A lost cause, you say? But according to a recent Huffington Post article, "45 percent of Americans believe in ghosts." Less than 40 percent think Darwin was right. We love conspiracy theories, whether they're about 9/11 or the assassination of JFK. Heck, we're pretty sure they're hiding something in Roswell, and a sizable number of us are not at all sure we ever landed on the moon. It's almost as if we'd prefer not to know. We love a good mystery. Remember Twilight Zone? It could happen. "There are more things in heaven and earth than are dreamt of in your philosophy," Hamlet tells Horatio. Oh, how true, how true! And how can you argue against any of this if someone chooses to believe. Someone's faith is hard to shake. It has nothing to do with reason and logic. In fact, reason and logic--the cold, hard facts--can be discomfiting. Faith that doesn't have to answer to logic or reason is, on the other hand, comfortable. I don't think Fulghum has much to worry about. I think given the choice we'd choose ignorance every time.
Take the martial arts, for instance. It's filled with ritual, and we love ritual. Ritual has no rhyme or reason.

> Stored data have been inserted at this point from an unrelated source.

PR #53019, opened 2026-08-13
[Feature] Add publish_run: one run's CSVs -> one typed run.parquet

nstojicTT:
publish_run is the go-forward CI publish step. It gathers a perf sweep's combined per-test CSVs, stamps run provenance (commit_sha / arch / run_id / timestamp / pipeline / pr_number) from CLI args + CI env, and reuses the tested convert_csvs_to_parquet converter to emit one Parquet per arch per run.

**note**
If the parser.parse_args is called with argv=None, default behaviour is that it reads sys.argv which 
    come from command line. In this case, CI parses them via step that will be introduced in the next PR
    that basically calls: 
    
 run: |
  python3 -m helpers.perf.publish_run \
    --csv-dir ../../perf_data \
    --out ../../perf_data/run-${{ env.CHIP_ARCH }}-${{ matrix.test-group.split_group }}.parquet \
    --arch ${{ env.CHIP_ARCH }}

 Then these arguments come from github actions and/or previous steps like set CHIP_ARCH or matrix build...

### CI Status
_Auto-generated on every push. Badges update live. Click a badge to filter runs by this branch._

- [](https://github.com/tenstorrent/tt-metal/actions/workflows/sanity-tests.yaml?query=branch:nstojictt/perf-publish-run)
- [](https://github.com/tenstorrent/tt-metal/actions/workflows/runtime-sanity-tests.yaml?query=branch:nstojictt/perf-publish-run)
- [](https://github.com/tenstorrent/tt-metal/actions/workflows/blackhole-sanity-tests.yaml?query=branch:nstojictt/perf-publish-run)
- [](https://github.com/tenstorrent/tt-metal/actions/workflows/tt-metal-l2-nightly.yaml?query=branch:nstojictt/perf-publish-run)
- [](https://github.com/tenstorrent/tt-metal/actions/workflows/all-model-tests.yaml?query=branch:nstojictt/perf-publish-run)
- [](https://github.com/tenstorrent/tt-metal/actions/workflows/pipeline-select.yaml?query=branch:nstojictt/perf-publish-run)
- [](https://github.com/tenstorrent/tt-metal/actions/workflows/pipeline-select-t3k.yaml?query=branch:nstojictt/perf-publish-run)
- [](https://github.com/tenstorrent/tt-metal/actions/workflows/pipeline-select-galaxy.yaml?query=branch:nstojictt/perf-publish-run)

PR #51951, opened 2026-08-03
[Feature] Historical CSV→Parquet migration

nstojicTT:
perf_migrate reuses the live converter (convert_csvs_to_parquet) so migrated historical data lands in the same shared schema as live runs. migrate_runs converts each run's CSVs into one immutable Parquet batch, lenient (never fails on dirty historical data) with a per-run coverage report of dropped columns and coerced values. Deterministic (sorted processing, folder-derived provenance) and idempotent (skips already-migrated runs). discover_runs enumerates runs from an archive tree, parsing arch from the folder and provenance from an optional run_meta.json sidecar.

On the real nightly corpus: 10 runs migrated clean, 47.97 MB CSV -> 2.92 MB Parquet, 0 columns dropped, 0 values coerced.

### CI Status
_Auto-generated on every push. Badges update live. Click a badge to filter runs by this branch._

- [](https://github.com/tenstorrent/tt-metal/actions/workflows/sanity-tests.yaml?query=branch:nstojictt/perf-migrate)
- [](https://github.com/tenstorrent/tt-metal/actions/workflows/runtime-sanity-tests.yaml?query=branch:nstojictt/perf-migrate)
- [](https://github.com/tenstorrent/tt-metal/actions/workflows/tt-metal-l2-nightly.yaml?query=branch:nstojictt/perf-migrate)
- [](https://github.com/tenstorrent/tt-metal/actions/workflows/all-model-tests.yaml?query=branch:nstojictt/perf-migrate)
- [](https://github.com/tenstorrent/tt-metal/actions/workflows/pipeline-select.yaml?query=branch:nstojictt/perf-migrate)
- [](https://github.com/tenstorrent/tt-metal/actions/workflows/pipeline-select-t3k.yaml?query=branch:nstojictt/perf-migrate)
- [](https://github.com/tenstorrent/tt-metal/actions/workflows/pipeline-select-galaxy.yaml?query=branch:nstojictt/perf-migrate)

PR #53928, opened 2026-08-21
One Parquet writer per run, named from the run tag

nstojicTT:
Stacked on #53660 — review that first; this PR's diff is the last commit only.

## The bug

Every perf run writes the same data to Parquet **twice**, from two independent
code paths, and both copies ship in the nightly artefact.

- `_write_run_parquet`, called at the end of `combine_perf_reports`, writes one
  automatically on every run.
- A CI step then calls `helpers.perf.publish_run` over the same CSVs and writes
  a second.

Verified against last night's nightly (`32327710583`). The
`perf-data-wormhole-1` artefact contains both `32327710583.parquet` and
`run-wormhole-1.parquet`: 21,702 × 81 rows each, identical column list,
numerically equal. Only the timestamps differ, by the four seconds between the
two writes.

## How it happened

Not a deliberate belt-and-braces. Both landed on 2026-08-14, ninety minutes
apart:

| time | PR | what |
|---|---|---|
| 10:18 | #51951 | Historical migration — **also** added the automatic writer, as a side effect |
| 10:19 | #53019 | Added `publish_run.py` |
| 11:40 | #53132 | Fixed a broken import in the automatic writer |
| 11:48 | #53020 | Added the CI step calling `publish_run` |

The automatic writer was easy to miss because it was **silently broken** for
that window: its lazy import still named the pre-reorg `.perf_parquet` module,
and the `except Exception` around it swallowed the `ModuleNotFoundError`. No
second file appeared until #53132 fixed the import.

## Why it matters now

These files are about to be published over SFTP into one archive for the data
team. Two files per shard means two loads of every row — and `ROW_KEY`
(`test_name`, `commit_sha`, `arch`, `run_id`) identifies *thousands* of rows,
not one, so nothing downstream can distinguish a duplicate load from real data.

## Options considered

**1. Drop the CI step, keep the automatic writer.** ✅ chosen

**2. Drop the automatic writer, keep the CI step.** Rejected: a developer
running a sweep locally would get no Parquet, so what CI publishes could not be
reproduced by hand. That property is what made the recent noise baselines
checkable.

**3. Keep both, upload only one.** Rejected: it leaves a trap. A later recursive
glob picks up both, and the reason only one is uploaded would live in an sftp
batchfile, far from the code that writes them.

## What this PR does

- `_write_run_parquet` names its file from the **run tag** instead of `run_id`.
  `run_id` is a ROW_KEY column and is shared by every shard of one workflow by
  design, so all ten shards were producing the same filename — harmless while
  each stays in its own `runs/<tag>/`, wrong once they are collected into one
  archive. `perf_run_tag()` already documents itself as "purely a filesystem
  concern", which is exactly what a filename is. **`run_id` is unchanged as a
  column.**
- Removes the "Publish Parquet from CSVs" CI step and drops
  `perf_data/*.parquet` from the zip glob, since the Parquet now lives inside
  `perf_data/runs/<tag>/`.
- Updates the test that pinned `testrun.parquet` to `testrun-wormhole-0.parquet`.

`publish_run` is **kept**. It is the tested CLI for republishing an existing CSV
directory, which the historical migration needs. It just no longer runs in the
nightly path.

## Follow-up, not in this PR

SFTP publishing. The `latest` symlink added by #53660 gives it a static path
that needs no knowledge of the tag:

```
lcd tt_metal/tt-llk/perf_data/latest/
mput -f *.parquet
ls -hal *.parquet
```

That is a batchfile, a step using the existing `.github/actions/upload-data-via-sftp`
action, and three secrets — waiting on credentials.

### CI Status

- [](https://github.com/tenstorrent/tt-metal/actions/workflows/sanity-tests.yaml?query=branch:nstojictt/perf-single-parquet-writer)
- [](https://github.com/tenstorrent/tt-metal/actions/workflows/runtime-sanity-tests.yaml?query=branch:nstojictt/perf-single-parquet-writer)
- [](https://github.com/tenstorrent/tt-metal/actions/workflows/tt-metal-l2-nightly.yaml?query=branch:nstojictt/perf-single-parquet-writer)
- [](https://github.com/tenstorrent/tt-metal/actions/workflows/all-model-tests.yaml?query=branch:nstojictt/perf-single-parquet-writer)
- [](https://github.com/tenstorrent/tt-metal/actions/workflows/pipeline-select.yaml?query=branch:nstojictt/perf-single-parquet-writer)
- [](https://github.com/tenstorrent/tt-metal/actions/workflows/pipeline-select-t3k.yaml?query=branch:nstojictt/perf-single-parquet-writer)
- [](https://github.com/tenstorrent/tt-metal/actions/workflows/pipeline-select-galaxy.yaml?query=branch:nstojictt/perf-single-parquet-writer)


ndivnicTT (approved):
LGTM!

fvranicTT (approved):

tt_metal/tt-llk/tests/python_tests/test_perf_report_hw_free.py
```diff
@@ -441,7 +441,8 @@ def test_combine_perf_reports_emits_parquet_alongside_csv(tmp_path, monkeypatch)
     # ...reachable through the stable `latest` path...
     assert (root / "perf_data" / "latest" / "perf_x" / "perf_x.csv").exists()
     # ...and a run-level Parquet batch alongside it.
-    parquet = run_dir / "testrun.parquet"
+    # Named from the run tag, not run_id: run_id is shared by every shard.
+    parquet = run_dir / "testrun-wormhole-0.parquet"
```
fvranicTT, line 445: This is just for testing?

nstojicTT: yes, its just a tests stub value
real value would look something like this 32327710583-wormhole-3.parquet
I can change the "testrun" to be more descriptive

dpopovTT (approved):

We get dressed up in strange looking pajama-like clothes and parade around with colorful patches and belts or sashes that establish rank and position and genuflection. We love to bow. We use words that the novice or outsider doesn't know--a special language only for the initiated. We have special names: master, sensei, sempai. We have decorative shrines. We burn incense. And we have faith that all of this is somehow important to our pursuits--that their meaning will be revealed to us in time. But before you know it, we begin to practice all of these things for their own sake. It reminds me of that story by Borges where the tiger comes into the temple and kills someone so often that it is eventually incorporated into the daily rituals of worship. Someone once told me that I should try performing kata outside at night under a full moon. He suggested that I would discover a new level of meaning in my kata--either that or some mystical experience.
Mystery. People seem to need mystery. Is this the reason that people are willing to give over their own logic and reason, their control, to someone else, someone who must know...the sensei, the master, the soke? Is lineage the answer? Or popularity? Or the size of one's international organization? Or ethnicity?
Sanseiru |
I'll never understand why the bunkai that some people do doesn't look like the kata that it is supposed to explain. Nor why the bunkai that they practice is not lethal--why the techniques seem to be just a prelude to a sparring match where, of course, all kata technique will be abandoned. Nor why the steps and turns of a technique in kata do not appear in the their bunkai. Nor why there is so little talk of principles that reflect an understanding of a system of movement rather than a collection of an infinite number of techniques. Nor why so many bunkai seem to suggest that the attacker will not hit you with the other hand--the one you have not blocked--even though you have left yourself in a vulnerable position. Just watch most of the bunkai that's shown on the Internet. It's a mystery to me!?!